The waters around Cape Fear have several species of fish considered more southern that visit each summer. Tarpon are the most-highly sought-after, and they are incidental catches, also. The number of tarpon fishermen grows every year due to both planned and unplanned encounters.
The Cape Fear River is the only large North Carolina river that flows directly into the ocean, and it carries an abundance of baitfish through its lower reaches into the Atlantic just west of the cape. Tarpon are one of several species that gather to gorge on the bait flowing out the river. They used to be considered only a hot-weather visitor, and catches usually peak during August and September but range from May into October. During the summer, tarpon are caught in the ocean, and they venture into the lower Cape Fear River on flood tides.

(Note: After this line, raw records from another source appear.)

PR #902, opened 2023-11-19
build(ipyleaflet): aims to close #901

### LINKED ISSUE #901: Ipyleaflet not compatible with jupyterlab 4
As I commented on https://github.com/openforis/sepal/issues/304, `ipyleaflet` events don't work with `Jupyterlab 4`. The problem was related to incompatibility of `js` libraries on the build, it was solved on https://github.com/cdanielw/ipyleaflet.
To speed up the implementation process I suggest to use that fork in this project.

dfguerrerom:
- I have changed the `ipyleaflet` requirements to https://github.com/cdanielw/ipyleaflet.git.
- I tried to use just the repo but I got an error on the `ipyleaflet` build in the documentation test since that environment doesn't have `yarn` which is required to compile and build the wheel, so I opted to use the compiled wheel that is already in the forked project.
- I have tested it on different environments and it works but Windows.

@12rambau let me know what do you think about this.

### DIFF
--- a/pyproject.toml
+++ b/pyproject.toml
@@ -24,7 +24,7 @@ dependencies = [
     "ipykernel",
     "ipyvuetify",
     "markdown",
-    "ipyleaflet @ git+https://github.com/cdanielw/ipyleaflet.git#egg=ipyleaflet",  # jupyter lab == 4 supported
+    "ipyleaflet @ https://github.com/cdanielw/ipyleaflet/releases/download/0.17.4/ipyleaflet-0.17.4-py3-none-any.whl",  # jupyter lab == 4 supported
     # earthengine management
     "earthengine-api",
     # to create a module
--- a/pyproject.toml
+++ b/pyproject.toml
@@ -24,7 +24,7 @@ dependencies = [
     "ipykernel",
     "ipyvuetify",
     "markdown",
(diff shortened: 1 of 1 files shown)


12rambau:
I cannot accept this proposal for several reason: 
- You cannot use wheel dependency in a Pypi distribution (it's there policy) 
- You cannot use a non published version in a conda build (It's even more strict than pipy) 
- I'm using the Windows version in my current job so it needs to be fully supported. 

what you could do for the sepal environment is force install the correct version like we do for the earthengine version. Just make sure to use a HUGE warning in the comments to not forget about it.

dfguerrerom:
> I cannot accept this proposal for several reason:
> 
> * You cannot use wheel dependency in a Pypi distribution (it's there policy)
> * You cannot use a non published version in a conda build (It's even more strict than pipy)
> * I'm using the Windows version in my current job so it needs to be fully supported.
> 
> what you could do for the sepal environment is force install the correct version like we do for the earthengine version. Just make sure to use a HUGE warning in the comments to not forget about it.

I understand.
I'm not sure if we can add `yarn` as dependency to the `readthedocs` build, but if that's possible that test might pass and the wheel would be created, I'm still have to test if that's possible in Windows as well. I'll keep you updated.

12rambau:
closed by the latest ipyleaflet merge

Many tarpon encounters are incidental rather than planned. The big fish grab live baits slow-trolled for king mackerel from boats and dangled from the ends of piers. The small treble hooks common on those rigs don’t always hold long enough to subdue a tarpon, but if they manage to hold for a few jumps, a new tarpon angler may be born.
Area tarpon fishermen consider the sloughs that cross Frying Pan Shoals the most-consistent location for ocean tarpon. However, they range up and down the beach following bait schools. Jot Owens of Jot It Down Charters in Wrightsville Beach (910-233-4139) caught and released the first North Carolina tarpon in 2021 near Masonboro Inlet on May 24, and it was followed two weeks later by Tim Wallace’s catch and release on June 8 at Oak Island Pier. Tarpon were on the beaches early this year and may begin moving into the river earlier than their typical July full moon.
Incidental tarpon catches are primarily by king mackerel fishermen using live baits on a king mackerel rig with treble hooks. Tarpon fishermen also use live baits, but they generally suspend the baits under a balloon or float using a J-hook or circle hook and occasionally on the bottom on a heavy-duty Carolina rig or Owen Lupton rig. Chunks of mullet and menhaden are the primary baits for the bottom rigs.
Jon Huff of Circle H Charters in Wrightsville Beach (910-617-2619) is recognized as the first guide to score a fly-fishing tarpon release in the lower Cape Fear River in 2015. Huff said visibility is limited ,and you must stay alert to spot them, but there are Cape Fear tarpon willing to take a fly. Huff concentrates on the channels and bars around the marsh and spoil islands.
Tarpon may not be possessed in North Carolina and may not be gaffed or speared as an aid to catching them.